OPPOSING CARDS: Some Possibilities
REINFORCING CARDS: Some possibilities
The Seven of Swords is tied to the Five of Swords because both cards involve separation from others. On the Seven we see a man tiptoeing away from society (the colorful pavilions). He's taken some swords and seems rather pleased with his successful heist. He gives the impression of having secret, solitary plans.
This card sometimes represents the "lone-wolf" style - the desire to run lone and free. In films, the lone-wolf hero always acts totally on his own. He discovers, investigates and solves every problem using only his own wits and resources. He believes he's successful because he ignores the fumbling efforts of ordinary people.
In readings, the Seven of Swords can be a sign that you or someone else wants to be a lone wolf.

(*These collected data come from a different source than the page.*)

PR #596, opened 2021-02-03
Added ability to disable exception printing in CounterSimulator

DmitryVasilevsky:
Do not merge! Example only.
This is an example of how to make error messages in Test Explorer UI cleaner.
CounterSimulator exposes ability to disable exception printing to Q#.
Example of how to use this ability via apply-within block to print clean message in DistinguishUnitaries.
The example is commented out because Katas package needs to be updated first.

### DIFF
--- a/DistinguishUnitaries/Tests.qs
+++ b/DistinguishUnitaries/Tests.qs
@@ -79,6 +79,14 @@ namespace Quantum.Kata.DistinguishUnitaries {
         }
         // This check will tell the total number of failed classifications
         Fact(totalMisclassifications == 0, $"{totalMisclassifications} test runs out of {nTotal} returned incorrect state.");
+
+        // Use the following within-apply pattern to display clean message without
+        // additional information from exception (such as stack trace).
+        //
+        // within { DisableExceptionPrinting(); } apply {
+        //    Message($"{totalMisclassifications} test runs out of {nTotal} returned incorrect state.");
+        //    Fact(totalMisclassifications == 0, $"Failure.");
+        // }
     }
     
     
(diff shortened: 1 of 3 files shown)


tcNickolas:
This is a neat trick! 

I'm reluctant to adopt it, though, as it would require using CounterSimulator in all the katas for uniformity of their output (there are some katas that only use CounterSimulator for one test, because all other needs are addressed by the standard simulator). We are trying to do the opposite, to get away from using CounterSimulator by using built-in Q# features (and, when needed, by extending Q# features with new ones like [AllowAtMostNQubits](https://docs.microsoft.com/en-us/qsharp/api/qsharp/microsoft.quantum.diagnostics.allowatmostnqubits)). This way we can use the same testing and tooling ideas for other simulators, not just the full-state one, and in addition our users can have similar tools for their projects without necessarily relying on the Katas-specific infrastructure. 

The original issue filed in https://github.com/microsoft/qsharp-runtime/issues/156 has been fixed by [adding DisableExceptionPrinting](https://github.com/microsoft/QuantumKatas/blob/4691c7689e6224e3cd10aed15c5a65f8824da67b/utilities/Microsoft.Quantum.Katas/KataMagic.cs#L173) to the `%kata` magic, so now the exception stack trace only shows up in VS/VS Code test output. It seems a lot less disruptive there compared to the original issue in the notebooks, I don't recall hearing any user feedback about that (as opposed to the original issue!).

Let me close this PR and keep this capability in mind in case in the future we decide to switch to CounterSimulator in all katas or to return the C# driver for the test code (that's a different place where we could call DisableExceptionPrinting with similar results).

Thank you for putting together this prototype!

You feel that you will be more effective and comfortable on your own. This approach is useful when you need to bypass an ineffectual group or assert your independence, but it can also be troubling. We cannot be happy and productive for long without some commitment to others. If you feel inclined to act alone, be sure this isolation is really working for you.
Sometimes the Seven of Swords means that you are running from something - commitment, responsibility, hard work, love. You may be procrastinating, letting problems slip because you don't want to deal with them. Sometimes we just have to face what has to be faced. The Seven of Swords lets you know when you might be making things worse for yourself and others by running away.
The Seven of Swords can also indicate a hidden dishonor - a choice you or another has made that does not do justice to the highest. We all make wrong choices that we want to hide. Some of these are minor, some serious. Your inner voice will tell you when this is happening. When you see the Seven of Swords, take a good look at what you're doing because hidden dishonors will eat away at your happiness and self-respect.